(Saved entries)
%%

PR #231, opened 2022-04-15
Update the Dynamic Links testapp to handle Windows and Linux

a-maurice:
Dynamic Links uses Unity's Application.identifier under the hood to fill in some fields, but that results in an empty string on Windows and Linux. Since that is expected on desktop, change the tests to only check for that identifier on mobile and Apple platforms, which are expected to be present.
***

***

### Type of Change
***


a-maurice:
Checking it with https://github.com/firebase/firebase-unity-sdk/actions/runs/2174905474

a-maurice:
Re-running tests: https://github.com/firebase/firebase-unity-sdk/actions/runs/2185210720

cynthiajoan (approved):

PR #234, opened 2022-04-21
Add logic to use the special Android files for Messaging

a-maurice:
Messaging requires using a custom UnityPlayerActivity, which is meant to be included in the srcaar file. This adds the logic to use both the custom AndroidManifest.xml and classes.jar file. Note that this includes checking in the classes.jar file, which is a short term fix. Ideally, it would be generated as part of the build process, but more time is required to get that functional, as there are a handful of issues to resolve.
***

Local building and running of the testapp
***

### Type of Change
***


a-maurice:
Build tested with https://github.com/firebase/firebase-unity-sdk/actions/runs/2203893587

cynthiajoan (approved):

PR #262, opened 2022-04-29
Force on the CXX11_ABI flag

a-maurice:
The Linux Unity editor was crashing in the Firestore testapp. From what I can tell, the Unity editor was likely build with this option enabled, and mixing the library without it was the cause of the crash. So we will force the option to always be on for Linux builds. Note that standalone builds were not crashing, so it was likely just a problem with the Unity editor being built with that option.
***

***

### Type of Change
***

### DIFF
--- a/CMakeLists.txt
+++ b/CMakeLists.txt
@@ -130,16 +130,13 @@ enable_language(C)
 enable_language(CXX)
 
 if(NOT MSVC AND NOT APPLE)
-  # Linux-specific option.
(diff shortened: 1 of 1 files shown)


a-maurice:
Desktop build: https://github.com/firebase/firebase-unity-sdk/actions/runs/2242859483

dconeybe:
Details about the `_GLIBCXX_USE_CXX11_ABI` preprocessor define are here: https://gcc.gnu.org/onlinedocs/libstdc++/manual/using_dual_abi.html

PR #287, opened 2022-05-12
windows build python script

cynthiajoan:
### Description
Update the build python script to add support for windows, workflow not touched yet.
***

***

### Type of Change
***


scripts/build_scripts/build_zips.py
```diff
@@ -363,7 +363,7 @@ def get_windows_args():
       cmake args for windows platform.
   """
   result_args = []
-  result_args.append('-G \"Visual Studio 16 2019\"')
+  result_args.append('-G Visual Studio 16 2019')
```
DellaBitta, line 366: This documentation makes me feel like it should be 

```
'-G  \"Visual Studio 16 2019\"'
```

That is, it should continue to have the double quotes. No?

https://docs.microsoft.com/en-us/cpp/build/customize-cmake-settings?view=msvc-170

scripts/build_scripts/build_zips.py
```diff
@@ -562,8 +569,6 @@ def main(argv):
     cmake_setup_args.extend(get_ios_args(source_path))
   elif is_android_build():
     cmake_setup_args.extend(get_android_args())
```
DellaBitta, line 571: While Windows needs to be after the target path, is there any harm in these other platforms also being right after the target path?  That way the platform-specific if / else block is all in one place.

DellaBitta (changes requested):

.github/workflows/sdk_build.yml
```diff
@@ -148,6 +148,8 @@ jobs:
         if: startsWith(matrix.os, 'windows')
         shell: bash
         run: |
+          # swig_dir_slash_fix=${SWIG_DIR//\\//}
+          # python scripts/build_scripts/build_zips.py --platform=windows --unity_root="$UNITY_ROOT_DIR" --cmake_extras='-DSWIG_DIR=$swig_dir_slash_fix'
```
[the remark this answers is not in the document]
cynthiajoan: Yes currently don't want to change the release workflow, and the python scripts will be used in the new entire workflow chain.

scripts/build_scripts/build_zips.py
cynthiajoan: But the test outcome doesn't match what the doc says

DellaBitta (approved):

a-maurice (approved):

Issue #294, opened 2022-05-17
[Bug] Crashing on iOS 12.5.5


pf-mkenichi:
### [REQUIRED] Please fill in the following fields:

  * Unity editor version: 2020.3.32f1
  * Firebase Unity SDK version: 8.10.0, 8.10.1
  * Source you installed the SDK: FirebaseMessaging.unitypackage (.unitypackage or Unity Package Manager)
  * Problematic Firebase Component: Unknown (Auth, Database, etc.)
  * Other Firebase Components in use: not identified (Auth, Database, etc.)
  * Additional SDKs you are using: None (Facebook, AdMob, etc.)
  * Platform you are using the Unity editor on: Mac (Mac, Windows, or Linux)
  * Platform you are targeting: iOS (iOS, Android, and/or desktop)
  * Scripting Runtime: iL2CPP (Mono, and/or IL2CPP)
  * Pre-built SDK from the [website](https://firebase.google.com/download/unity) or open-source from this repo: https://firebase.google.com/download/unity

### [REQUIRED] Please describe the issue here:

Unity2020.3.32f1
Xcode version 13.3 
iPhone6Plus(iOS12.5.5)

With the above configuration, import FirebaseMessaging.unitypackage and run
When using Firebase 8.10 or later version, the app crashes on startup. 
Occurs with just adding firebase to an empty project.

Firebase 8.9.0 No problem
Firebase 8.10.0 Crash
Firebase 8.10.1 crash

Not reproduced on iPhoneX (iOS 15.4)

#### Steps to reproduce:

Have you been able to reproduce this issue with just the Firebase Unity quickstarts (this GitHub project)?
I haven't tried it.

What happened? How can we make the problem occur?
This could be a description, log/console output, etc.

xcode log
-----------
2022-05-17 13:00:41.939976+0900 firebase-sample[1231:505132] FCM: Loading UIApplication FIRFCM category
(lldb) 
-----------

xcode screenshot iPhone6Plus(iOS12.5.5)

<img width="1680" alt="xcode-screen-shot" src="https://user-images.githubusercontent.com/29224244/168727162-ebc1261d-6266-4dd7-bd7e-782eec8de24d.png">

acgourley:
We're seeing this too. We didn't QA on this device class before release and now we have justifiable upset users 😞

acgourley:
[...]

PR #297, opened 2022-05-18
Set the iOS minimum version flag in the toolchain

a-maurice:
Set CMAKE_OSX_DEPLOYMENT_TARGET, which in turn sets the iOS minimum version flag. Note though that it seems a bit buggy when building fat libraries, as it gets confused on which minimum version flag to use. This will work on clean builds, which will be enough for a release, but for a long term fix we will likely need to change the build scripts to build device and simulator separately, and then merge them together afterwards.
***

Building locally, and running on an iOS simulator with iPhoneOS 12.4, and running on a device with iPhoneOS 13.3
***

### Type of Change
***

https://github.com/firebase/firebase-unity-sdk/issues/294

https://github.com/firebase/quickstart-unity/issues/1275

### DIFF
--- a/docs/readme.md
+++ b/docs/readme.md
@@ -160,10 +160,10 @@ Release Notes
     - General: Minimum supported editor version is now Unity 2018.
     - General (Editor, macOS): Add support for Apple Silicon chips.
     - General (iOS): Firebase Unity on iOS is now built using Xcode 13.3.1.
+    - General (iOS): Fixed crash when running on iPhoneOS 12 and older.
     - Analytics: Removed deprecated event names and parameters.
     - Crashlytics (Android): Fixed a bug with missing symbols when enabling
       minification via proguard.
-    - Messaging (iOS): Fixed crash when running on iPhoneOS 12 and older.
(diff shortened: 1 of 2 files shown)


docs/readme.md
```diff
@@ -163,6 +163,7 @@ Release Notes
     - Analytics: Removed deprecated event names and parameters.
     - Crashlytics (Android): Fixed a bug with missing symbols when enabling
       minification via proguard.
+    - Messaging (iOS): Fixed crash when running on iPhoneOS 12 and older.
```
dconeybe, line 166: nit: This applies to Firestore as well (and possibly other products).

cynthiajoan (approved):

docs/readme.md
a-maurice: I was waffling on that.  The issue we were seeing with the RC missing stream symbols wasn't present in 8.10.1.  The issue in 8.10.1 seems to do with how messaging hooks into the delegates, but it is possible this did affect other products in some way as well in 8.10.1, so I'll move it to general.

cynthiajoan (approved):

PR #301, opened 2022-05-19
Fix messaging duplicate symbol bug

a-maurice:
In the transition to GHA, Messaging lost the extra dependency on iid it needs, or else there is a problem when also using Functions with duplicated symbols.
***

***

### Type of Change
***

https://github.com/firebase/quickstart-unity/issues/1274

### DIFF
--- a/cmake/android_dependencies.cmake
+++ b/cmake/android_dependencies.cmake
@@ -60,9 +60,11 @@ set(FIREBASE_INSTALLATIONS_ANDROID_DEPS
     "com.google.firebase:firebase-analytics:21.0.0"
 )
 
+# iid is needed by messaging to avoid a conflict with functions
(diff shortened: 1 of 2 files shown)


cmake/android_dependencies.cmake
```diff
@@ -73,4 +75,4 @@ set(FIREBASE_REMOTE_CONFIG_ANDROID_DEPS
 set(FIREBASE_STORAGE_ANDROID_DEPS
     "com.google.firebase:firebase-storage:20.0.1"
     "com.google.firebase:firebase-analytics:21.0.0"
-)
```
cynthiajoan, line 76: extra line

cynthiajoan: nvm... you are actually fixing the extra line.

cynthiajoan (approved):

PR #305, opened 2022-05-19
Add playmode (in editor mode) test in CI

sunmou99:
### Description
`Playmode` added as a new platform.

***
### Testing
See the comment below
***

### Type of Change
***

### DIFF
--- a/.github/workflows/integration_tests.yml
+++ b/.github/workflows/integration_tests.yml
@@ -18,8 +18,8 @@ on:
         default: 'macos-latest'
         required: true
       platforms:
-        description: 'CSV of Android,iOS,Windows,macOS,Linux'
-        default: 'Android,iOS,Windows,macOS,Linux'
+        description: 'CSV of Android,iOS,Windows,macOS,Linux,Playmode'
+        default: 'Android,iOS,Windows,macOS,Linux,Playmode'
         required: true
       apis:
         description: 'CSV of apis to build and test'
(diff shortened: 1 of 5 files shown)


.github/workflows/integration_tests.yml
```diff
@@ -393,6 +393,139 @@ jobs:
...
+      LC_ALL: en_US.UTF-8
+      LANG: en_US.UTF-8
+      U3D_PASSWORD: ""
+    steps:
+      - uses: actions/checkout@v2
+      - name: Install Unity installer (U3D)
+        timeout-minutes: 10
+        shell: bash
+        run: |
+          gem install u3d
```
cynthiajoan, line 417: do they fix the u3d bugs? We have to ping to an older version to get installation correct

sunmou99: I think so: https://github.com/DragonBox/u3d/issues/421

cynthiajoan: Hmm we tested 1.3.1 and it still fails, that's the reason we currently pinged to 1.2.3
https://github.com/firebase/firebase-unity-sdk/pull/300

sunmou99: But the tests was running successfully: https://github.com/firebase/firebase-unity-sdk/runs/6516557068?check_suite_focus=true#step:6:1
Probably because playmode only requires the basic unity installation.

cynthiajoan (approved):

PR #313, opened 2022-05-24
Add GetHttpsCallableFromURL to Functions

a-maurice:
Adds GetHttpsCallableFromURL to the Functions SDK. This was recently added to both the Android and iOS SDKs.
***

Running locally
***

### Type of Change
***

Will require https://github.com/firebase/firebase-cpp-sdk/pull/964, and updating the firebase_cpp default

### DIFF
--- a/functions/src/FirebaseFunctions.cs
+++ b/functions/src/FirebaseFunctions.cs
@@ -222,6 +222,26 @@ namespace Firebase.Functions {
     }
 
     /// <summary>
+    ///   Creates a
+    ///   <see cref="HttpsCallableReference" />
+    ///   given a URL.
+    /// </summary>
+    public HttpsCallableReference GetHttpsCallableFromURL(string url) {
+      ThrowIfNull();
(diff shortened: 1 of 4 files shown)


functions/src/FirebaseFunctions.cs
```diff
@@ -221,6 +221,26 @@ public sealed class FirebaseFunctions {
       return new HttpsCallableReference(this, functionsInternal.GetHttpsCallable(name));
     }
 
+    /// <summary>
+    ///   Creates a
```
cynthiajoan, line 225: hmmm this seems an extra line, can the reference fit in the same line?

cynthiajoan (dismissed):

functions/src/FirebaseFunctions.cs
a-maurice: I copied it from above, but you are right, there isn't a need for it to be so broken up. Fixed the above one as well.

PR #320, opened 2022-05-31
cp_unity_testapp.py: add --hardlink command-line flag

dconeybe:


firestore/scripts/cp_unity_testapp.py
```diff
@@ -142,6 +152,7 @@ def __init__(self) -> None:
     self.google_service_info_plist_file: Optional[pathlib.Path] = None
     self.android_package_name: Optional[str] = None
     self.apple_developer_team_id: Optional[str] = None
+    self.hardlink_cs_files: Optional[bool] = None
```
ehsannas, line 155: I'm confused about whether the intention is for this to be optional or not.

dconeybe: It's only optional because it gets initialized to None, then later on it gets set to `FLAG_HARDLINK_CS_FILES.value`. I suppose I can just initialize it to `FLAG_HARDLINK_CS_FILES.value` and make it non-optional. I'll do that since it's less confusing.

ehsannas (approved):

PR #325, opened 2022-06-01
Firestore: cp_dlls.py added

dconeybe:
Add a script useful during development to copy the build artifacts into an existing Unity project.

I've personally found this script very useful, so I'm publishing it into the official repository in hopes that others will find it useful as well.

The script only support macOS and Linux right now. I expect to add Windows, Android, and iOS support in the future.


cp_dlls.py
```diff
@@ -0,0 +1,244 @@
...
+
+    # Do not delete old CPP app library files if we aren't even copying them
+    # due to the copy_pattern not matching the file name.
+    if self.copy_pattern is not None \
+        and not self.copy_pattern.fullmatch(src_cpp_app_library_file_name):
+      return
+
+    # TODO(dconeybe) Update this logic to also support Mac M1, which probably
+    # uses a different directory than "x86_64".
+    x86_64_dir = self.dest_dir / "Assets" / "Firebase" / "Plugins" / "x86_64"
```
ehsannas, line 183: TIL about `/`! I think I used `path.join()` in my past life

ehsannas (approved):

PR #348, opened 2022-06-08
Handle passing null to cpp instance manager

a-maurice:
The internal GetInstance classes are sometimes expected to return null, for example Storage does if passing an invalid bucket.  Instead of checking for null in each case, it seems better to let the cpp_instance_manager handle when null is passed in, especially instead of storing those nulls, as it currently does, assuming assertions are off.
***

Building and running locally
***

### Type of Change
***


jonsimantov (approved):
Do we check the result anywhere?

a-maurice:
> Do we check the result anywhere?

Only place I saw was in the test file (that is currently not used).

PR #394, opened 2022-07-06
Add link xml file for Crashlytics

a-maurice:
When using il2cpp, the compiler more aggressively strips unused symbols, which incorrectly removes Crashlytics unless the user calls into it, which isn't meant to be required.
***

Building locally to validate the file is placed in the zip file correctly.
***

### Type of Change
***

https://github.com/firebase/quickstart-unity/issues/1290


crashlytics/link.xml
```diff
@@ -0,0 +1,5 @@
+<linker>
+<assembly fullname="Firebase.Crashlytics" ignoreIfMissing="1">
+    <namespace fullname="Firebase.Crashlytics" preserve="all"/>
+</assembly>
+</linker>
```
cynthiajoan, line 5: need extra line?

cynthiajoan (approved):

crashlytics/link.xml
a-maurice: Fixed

%%

Work item: Whenever a line of the data above includes the word "gets", copy that line.

Output below:
Set CMAKE_OSX_DEPLOYMENT_TARGET, which in turn sets the iOS minimum version flag. Note though that it seems a bit buggy when building fat libraries, as it gets confused on which minimum version flag to use. This will work on clean builds, which will be enough for a release, but for a long term fix we will likely need to change the build scripts to build device and simulator separately, and then merge them together afterwards.
dconeybe: It's only optional because it gets initialized to None, then later on it gets set to `FLAG_HARDLINK_CS_FILES.value`. I suppose I can just initialize it to `FLAG_HARDLINK_CS_FILES.value` and make it non-optional. I'll do that since it's less confusing.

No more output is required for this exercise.